Award-winning authors Aimee Nezhukumatathil and Ross Gay are teaming up in Oxford this Tuesday for the release of Nezhukumatathil’s fourth poetry collection, “Oceanic.”
Coming to Off Square Books on April 3, “Oceanic” will be the first book Nezhukumatathil launches in Mississippi. She’ll spend the evening reading aloud from her book, along with new poems featured nowhere else. Later, she’ll be interviewed by Gay, fellow poet and co-author of “Lace and Pyrite.”
This will be Nezhukumatathil’s second event at Square Books since moving from Buffalo, New York to Mississippi in 2016. During her first visit, she signed and read from her 2011 collection, “Lucky Fish.”
Turnout was high according to Square Books general manager, Lyn Roberts, who expects this event will draw more fanfare.
“She’s a really good poet, as well as a really good presenter,” Roberts said. “It should be really entertaining and interesting.”
Nezhukumatathil’s poems typically start when an object catches her attention, whether natural or man-made. She first follows the subject through quick drafts, exploring possibilities and finding the story she wants to tell through rewrites and revisions.
“For me, it’s only upon a much later reflection that I make specific choices with regard to the line and diction of a poem,” Nezhukumatathil said. “Sometimes I only recognize the tone or mood of a poem when the poem is long done.

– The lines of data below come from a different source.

PR #624, opened 2025-12-30
Fix "Simplify interruptible ECDH dispatch"

mpg:
## Description

Follow-up to https://github.com/Mbed-TLS/TF-PSA-Crypto/pull/578 - fixing a bug that was introduced there, and closing a pre-existing test gap.

## PR checklist

- [x] **changelog** not required because: bug was never released
- [x] **mbedtls 3.6 PR** not required because: development only (interruptible ECDH not in 3.6)
- **tests**  provided

### DIFF
--- a/tests/suites/test_suite_psa_crypto.function
+++ b/tests/suites/test_suite_psa_crypto.function
@@ -9807,6 +9807,7 @@ void key_agreement(int alg_arg,
     psa_algorithm_t alg = alg_arg;
     psa_key_type_t our_key_type = our_key_type_arg;
     psa_key_attributes_t attributes = PSA_KEY_ATTRIBUTES_INIT;
+    unsigned char *bad_peer_key = NULL;
     unsigned char *output = NULL;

The ‘what is this poem really about?’ usually doesn’t get answered until I’m done revising.”
On rare occasions, such as with “Oceanic,” Nezhukumatathil starts with a title, building up the work around the feelings attached to the discovery. The idea for “Oceanic” came to her while teaching a summer workshop to writers for the Chautauqua Writers’ Center in western New York.
“There was such a clear moment of gratitude for their brave hearts that they split wide open,” she said. “And though I was at the lake, flipping through my manuscript, waiting for my sons and husband to join me for lunch, the word I rested on was ‘oceanic.’”
The bulk of writing “Oceanic” wouldn’t take place in her home state, however. In 2016, Nezhukumatathil, her husband Dustin Parsons and their sons were all headed for Mississippi. Nezhukumatathil had been selected for Ole Miss’s John and Renee Grisham fellowship, a $75,000 scholarship requiring her to live in Oxford for the the academic year. Parsons, then a university professor on a year-long sabbatical, came along.
“When we got here, it meant that there was a lot of discovery, and part of that was looking at new trees and new birds and, also, new culture, the new world around her – new food, new relationships, new music,” Parsons said. “In pursuit of a poem or essay, she’ll kind of absorb all this knowledge of the world around her, and that’s kind of what’s changed about her writing, and you know, maybe mine too.”
Six months into her stay at Ole Miss, the university offered Nezhukumatathil the chance to work as a professor with the Master of Arts in English program. Shortly after, Parsons would be hired as Senior Lecturer of English.
Along with her growing teaching portfolio at Ole Miss, Nezhukumatathil edits poetry for “Orion,” a bi-monthly nature magazine. She also mentors with the nonprofit Asian American writers’ association, “Kundiman.”
“It makes it unfathomable that she’s as successful and prolific as she is with her writing,” Parsons said.
With this latest launch, Nezhukumatathil hopes to instill in readers the passion for the natural world she bases so much of her work around, not only in discussion, but in action as well.
“I hope to get people thrilled and excited about the urgency and loveliness of nature writing,” she said. “And that at any age, they could possibly be part of that conversation or at the very least introduce them to writers who ignite a sense of protection of their planet.”